Se fosse Robert Altman, o papo seria outro.

quarta-feira, 31 de março de 2021

O Poder e A Lei


 É curioso que este “The Lincoln Lawyer” seja, para muitos, o marco zero da chamada ‘McConassence’ –o processo pelo qual, através de um punhado de filmes, Matthew McConaughey provou que não era um mero galã de filmes românticos, mas sim um ator capaz, competente e destemido –uma vez que ele é consideravelmente menos reconhecido do que os demais títulos que pavimentaram o caminho do astro rumo ao Oscar de Melhor Ator, tais como “Magic Mike”, “Killer Joe”, a primeira temporada de “True Detective”, o próprio “Clube de Compras Dallas” e “Interestelar.

Em termos cronológicos, no entanto, não restam muitas dúvidas de que foi aqui onde tudo começou.

McConaughey vive Michael Haller, um advogado de Los Angeles tarimbado em achar os atalhos em meio às tortuosas cirandas de crimes, flagrantes, delitos e audiências que compõem a rotina judicial. Também é um tanto quanto hábil em ignorar a ressaca moral originada do fato de defender clientes que quase nunca são tão inocentes assim.

No roteiro de John Romano meticulosamente bem inserido nos meandros e expedientes de filmes de tribunal –embora “The Lincoln Lawyer” custe um pouco a se revelar como um –a dualidade a que se presta a atividade do protagonista está esboçada em diversos aspectos de sua vida, inclusive a pessoal: Haller é ex-marido de Maggie McPherson (Marisa Tomei), com quem tem uma filha, e que, por ironia, é justamente promotora de justiça; a ex-esposa, com quem Haller, portanto, precisa manter uma convivência senão dotada de harmonia, ao menos, dotada de camaradagem, tem por ofício exatamente a oposição ao que ele faz, lançar mão de argumentos para incriminar os mesmos meliantes que Haller liberta.

Entretanto, a premissa caminha mesmo em direção ao pulo do gato quando Haller é chamado para defender um réu num julgamento enganosamente simples: Um ricaço (Ryan Phillipe)  foi acusado de espancar uma jovem prostituta. Haller deve inocentá-lo evidenciando o fato de que ela talvez tenha armado para extorquir dinheiro dele.

Se no início tudo parece transcorrer como mais um caso, dos tantos que ocupam, sem maiores preocupações, os dias do desprendido advogado, logo, porém, um detalhe banal acende um alerta em Haller. O caso parece, subitamente, adquirir ligação com outro, sucedido anos atrás, e que resultou na condenação do cliente de Haller.

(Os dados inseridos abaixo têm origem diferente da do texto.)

Issue #4687, opened 2026-09-21
getEcashRowColors throws on the default theme: buttonGradient is an array, blendHexColors expects a string


kunalKumar-13:
### Summary

`getEcashRowColors` throws on the **default theme**, so the balance-based warning tint on the ecash row never appears. The failure is swallowed by a `try/catch`, so the row still renders — just always in the plain gradient, with a `console.error` on every call.

### Chain

`DEFAULT_THEME` is `kyriaki` (`stores/SettingsStore.ts:1271`), and Kyriaki is the only theme that defines `buttonGradient` (`utils/ThemeUtils.ts:26`):

```ts
buttonGradient: ['#FF9000', '#FFA900'],
```

It is an **array**. `components/LayerBalances/index.tsx:112` takes it:

```ts
const buttonBg = themeColor('buttonGradient') || themeColor('secondary');
```

The `||` does not fall through, because an array is truthy. The guard below checks only truthiness, not shape:

```ts
if (!buttonBg || !warningColor || !errorColor) { ... }
```

and then `blendHexColors` calls a string method on it (`utils/ThemeUtils.ts:498`):

```ts
hex1 = hex1.replace('#', '');
```

```
TypeError: hex1.replace is not a function
```

caught at `index.tsx:130`, logged, `return false`.

Every other theme falls back to `Dark['buttonGradient']`, which is undefined, so `buttonBg` becomes `themeColor('secondary')` — a hex string — and the path works. Only the default theme has the array.

### Effect

`index.tsx:182` reads:

```ts
isEcash && ecashRowColors
    ? ecashRowColors
    : themeColor('buttonGradient')
    ...
```

With `ecashRowColors === false` it falls back to the flat gradient. So nothing looks broken — the row simply never tints toward `warning`/`error` as the ecash balance grows past 10,000 sats. On the default theme that nudge has never been visible.

### Reproducing without a device

Running `blendHexColors` as it stands in the file:

```
array (Kyriaki buttonGradient)  -> TypeError: hex1.replace is not a function
valid hex pair                  -> #803637
3-char shorthand   ('#abc')     -> #c62cNaN
named colour       ('white')    -> #NaNNaN2d
```

The last two are worth noting separately: `blendHexColors` has no input validation, so a short hex or a named colour produces a syntactically invalid colour string rather than failing. Themes do contain named colours — Kyriaki has `text: 'white'` — so that is reachable if the function is ever pointed at one.

[...]

PR #4709, opened 2026-09-22
ThemeUtils: align upgrade tint ramp with getUpgradeIntensity

### LINKED ISSUE #4686: getUpgradeBackgroundColor and getUpgradeIntensity use different ramps for the same balance
### Summary

`getUpgradeIntensity` and `getUpgradeBackgroundColor` in `utils/ThemeUtils.ts` describe the same 10k–100k upgrade ramp but compute it two different ways. `Menu.tsx` drives one view from both, so the background tint and the glow disagree — most visibly at exactly the balance where the card first appears.

### The two ramps

```ts
// utils/ThemeUtils.ts:523
export function getUpgradeIntensity(balance: number): number {
    if (balance < 10_000) return 0;
    return Math.min((balance - 10_000) / 90_000, 1);
}

// utils/ThemeUtils.ts:532
if (balance >= 10_000) {
    const ratio = Math.min(balance / 100_000, 1);   // <- not getUpgradeIntensity
    return blendHexColors(baseColor, errorColor, ratio * 0.6);
}
```

One subtracts the 10k floor before normalising; the other does not.

| balance | `getUpgradeIntensity` | blend fraction actually used | what it would be via `getUpgradeIntensity` |
|---|---|---|---|
| 10,000 | **0.000** | **0.060** | 0.000 |
| 20,000 | 0.111 | 0.120 | 0.067 |
| 50,000 | 0.444 | 0.300 | 0.267 |
| 90,000 | 0.889 | 0.540 | 0.533 |
| 100,000 | 1.000 | 0.600 | 0.600 |

They agree at the top of the range and diverge everywhere below it.

### Why it shows

`views/Menu.tsx:292-297` takes both from the same balance:

```tsx
const bgColor = getUpgradeBackgroundColor(themeColor('secondary'), balance) || themeColor('secondary');
const t = getUpgradeIntensity(balance);
```

and `t` drives `shadowOpacity: 0.4 + t * 0.4`, `shadowRadius: 4 + t * 8`, `elevation: 4 + t * 8` and the border offsets.

The card is gated on `CashuStore.totalBalanceSats >= 10_000`, so **the first balance at which it renders is exactly 10,000** — and there `t = 0` puts the glow fully at rest while the background is already 6% blended toward the error colour. The two cues are meant to express the same urgency and they contradict each other at the threshold.

### Suggested fix

Have the colour use the ramp that already exists:

```ts
const ratio = getUpgradeIntensity(balance);
return blendHexColors(baseColor, errorColor, ratio * 0.6);
```

That makes 10,000 a clean "just appeared, nothing yet" state and keeps 100,000 unchanged at 0.6, so only the middle of the range shifts, slightly downward.

### Caveat

If the offset tint at 10k is deliberate — so the card does not appear completely flat — then the mismatch is intentional and this is only a documentation problem, since `getUpgradeIntensity`'s docstring says "10k → 0, 100k → 1" for a band the colour function walks differently.

I have not opened a PR because it changes what the screen looks like and I have no device to capture before/after on, which CONTRIBUTING asks for. Happy to send the one-line change if you would rather have it, or to leave it if the current curve is intended.

*Disclosure: found and written with AI assistance. The table above comes from running both functions as they stand in the file.*

kaloudis:
# Description

Relates to issue: #4686

`getUpgradeBackgroundColor` normalised the ecash balance as `balance / 100_000`, while `getUpgradeIntensity` (which drives the Menu upgrade card's glow) ramps from the 10k threshold: `(balance - 10_000) / 90_000`. Both came from 19ab242f0: the tint helper was extracted as-is from the older upgrade-modal code, and the intensity helper was written new for the Menu card. So the two cues for the same urgency followed different curves. The gap was biggest at 10k, where the card first appears: the glow sat at its baseline but the background was already blended 6% toward `error`.

This change makes the tint use `getUpgradeIntensity(balance) * 0.6`, so both follow one curve. 10k is now untinted and 100k is unchanged at a 60% blend.

Resulting colours on the default dark theme (`secondary` blended toward `error`):

| Balance | Before | After |
|---|---|---|
| 10k | `#37353b` | `#31363f` (no tint) |
| 25k | `#413436` | `#3b3439` |
| 50k | `#50312c` | `#4d322e` |
| 100k+ | `#6f2c19` | `#6f2c19` |

**Note:** the upgrade InfoModal (`CashuStore.getUpgradeModalBackgroundColor`) uses the same helper, so the first modal shown at 10k is now untinted too.

Screenshots still needed: before and after of the Menu upgrade card and the upgrade modal at about 10k, 25k and 100k ecash. I haven't captured these on a device yet.

- [ ] New feature
- [x] Bug fix
- [ ] Code refactor
- [ ] Configuration change
- [ ] Locales update
- [ ] Quality assurance
- [ ] Other

## Checklist

## Testing

- [ ] No, I’m a fool
- [x] Yes
- [ ] N/A

Adds `utils/ThemeUtils.test.ts` with 8 cases for `getUpgradeIntensity` and `getUpgradeBackgroundColor`. The two ramp-alignment cases fail on the previous implementation.

- [ ] Android
- [ ] iOS

On-device
- [ ] LDK Node
- [ ] Embedded LND

Remote
- [ ] LND (REST)
- [ ] Nostr Wallet Connect
- [ ] LndHub

This is a pure colour calculation and doesn't depend on the backend. The card only shows with Cashu enabled, at least 10k ecash sats, and no channels.

### Locales

### Other:

🤖 Generated with [Claude Code](https://claude.com/claude-code)


kunalKumar-13:
Took a look as asked. Concept ACK and the reasoning in the description holds up — I traced both helpers back to 19ab242f0 and the two curves really did diverge from a common origin rather than by design.

I ran it rather than read it, and then went after the tests the way you went after mine.

## Ran

Checked out `fa9dda3`, `npx jest utils/ThemeUtils.test.ts`: **8 passed, 8 total**, exit 0.

## Mutants

Six, against the two functions this PR touches:

| mutant | result |
|---|---|
| revert the fix — `getUpgradeIntensity(balance)` → `Math.min(balance / 100_000, 1)` | **KILLED** (2 failed) |
| drop the scaling — `ratio * 0.6` → `ratio` | **KILLED** (2 failed) |
| widen the guard — `balance >= 10_000` → `> 10_000` | **KILLED** (2 failed) |
| wrong theme key — `themeColor('error')` → `themeColor('warning')` | **KILLED** (2 failed) |
| drop the cap — `Math.min((balance - 10_000) / 90_000, 1)` → unclamped | **KILLED** (2 failed) |
| `if (balance < 10_000)` → `<= 10_000` in `getUpgradeIntensity` | SURVIVED |

The survivor is equivalent, not a gap: at exactly 10,000, `(10_000 - 10_000) / 90_000` is 0, so both branches return the same thing. There is no test that could kill it and none should try.

The one I most expected to survive was the third — `follows getUpgradeIntensity across the ramp` computes its expectation by calling `getUpgradeIntensity`, which is the shape that usually makes a test vacuous. It isn't here, because `applies no tint at exactly 10k` and `reaches a 60% blend at 100k` pin two literal values (`'#31363f'`, `'#6f2c19'`) either side of it. The self-referential test checks the *shape* of the curve and the literal ones anchor it. That combination is why reverting the production change fails two tests instead of none.

## The 10k behaviour change, at both call sites

Below 10k the function returns `undefined` as before, but at exactly 10,000 it now returns a colour — the base, 0% blended — where it used to return a 6% tint. I checked that this cannot surprise either caller:

- `views/Menu.tsx:293` does `getUpgradeBackgroundColor(themeColor('secondary'), balance) || themeColor('secondary')`, so base-colour and `undefined` land on the same value. The returned hex is lowercased by `blendHexColors` where `themeColor` gives `'#31363F'`; irrelevant for RN styling, just noting I looked.
- `stores/CashuStore.ts:3076` and `:3133` pass it straight to `toggleInfoModal({ backgroundColor })`, where a 0% blend of `modalBackground` is the modal background.

So the only visible change is the intended one, and the card and its glow now agree at the moment the card first appears — which was the point.

## Two small things, neither blocking

**`blendHexColors` has no assertion of its own here.** It is imported and used to compute expectations, so it is exercised but never checked — if it were wrong, the ramp test would compare wrong against wrong and pass. The literal-value tests do cover it indirectly, so this is a note rather than a request.

**This file is the right home for #4687.** Your mock —

```ts
jest.mock('../stores/Stores', () => ({
    settingsStore: { settings: { display: { theme: 'dark' } } }
}));
```

— is all `ThemeUtils` needs, since it imports only `settingsStore`. That is the thing that was blocking a test file here, and now it exists. I have just posted a runnable repro on #4687 using the same mock with `theme: 'kyriaki'`; it belongs in this file rather than a new one. Happy to add it on top of this once it lands, so the two do not conflict.

Nice change. The description's before/after table is the part I would keep — it makes the 10k discontinuity obvious in a way the diff does not.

De alguma forma, os dois casos estão relacionados, e o cliente atual de Haller pode não ser tão inocente quanto afirma.

Contudo, na condição de advogado de defesa, suas mãos estão atadas: Cabe a Haller se esforçar em inocentar seu cliente, qualquer resultado diferente seria prejudicial para sua imagem e carreira, ainda que os indícios de que ele defende agora um sociopata, vão se acumulando.

O filme dirigido com bastante eficácia por Brad Furman lança assim uma pergunta ao expectador: Quais providências tomar quando se descobre, já na metade de um processo judiciário, que o seu cliente deveria, e merecia, ser condenado?

Não é tão simples a resposta, e nem mesmo o filme de Brad Furman pretende nela chegar por meio de um caminho simplista: Quando o julgamento finalmente toma conta da narrativa na absorvente segunda metade, as cartas já se encontram dispostas na mesa apenas para que a direção e o roteiro as trabalhem com perícia e minimalismo, atentos às minúcias de ordem dramática e às reviravoltas imprevistas.

Muito pouco disso funcionaria se a frente de tudo não estivesse um ator expressivo capaz de conduzir a plateia por uma trama pontuada de diálogos e termos complexos: Como um prestidigitador que engana o público com sua agilidade nas mãos, a atuação de McConaughey captura a atenção do expectador mesmo quando o filme, em seu mergulho sem ressalvas nas engrenagens jurídicas, não oferece razões para merecê-la.

Um truque e tanto num filme que termina fazendo jus a essa atenção recebida.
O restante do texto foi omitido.